▶ What the task asks
Would you reproduce the listing exactly, leaving nothing out?

▶ Material provided
== == ==

PR #311, opened 2024-09-13
refactor: improve conatiner workspace instantiation

al3mart:
Refactor and improvements on the logic for instantiate and populate the workspace Cargo of container chains.


crates/pop-common/src/manifest.rs
```diff
@@ -91,6 +92,89 @@ pub fn add_crate_to_workspace(workspace_toml: &Path, crate_path: &Path) -> anyho
...
+
+	let updated_dependencies: Vec<_> = dependencies
+		.into_iter()
+		.filter_map(|k| {
+			if let Some(dependency) = source_manifest_workspace.dependencies.get(&k) {
+				if let Some(d) = dependency.detail() {
+					let mut detail = d.clone();
+					if d.path.is_some() {
+						detail.path = None;
+						detail.git = Some("https://github.com/moondance-labs/tanssi".to_string());
```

== == ==

▶ Problem solution
PR #311, opened 2024-09-13
refactor: improve conatiner workspace instantiation

al3mart:
Refactor and improvements on the logic for instantiate and populate the workspace Cargo of container chains.


crates/pop-common/src/manifest.rs
```diff
@@ -91,6 +92,89 @@ pub fn add_crate_to_workspace(workspace_toml: &Path, crate_path: &Path) -> anyho
...
+
+	let updated_dependencies: Vec<_> = dependencies
+		.into_iter()
+		.filter_map(|k| {
+			if let Some(dependency) = source_manifest_workspace.dependencies.get(&k) {
+				if let Some(d) = dependency.detail() {
+					let mut detail = d.clone();
+					if d.path.is_some() {
+						detail.path = None;
+						detail.git = Some("https://github.com/moondance-labs/tanssi".to_string());
```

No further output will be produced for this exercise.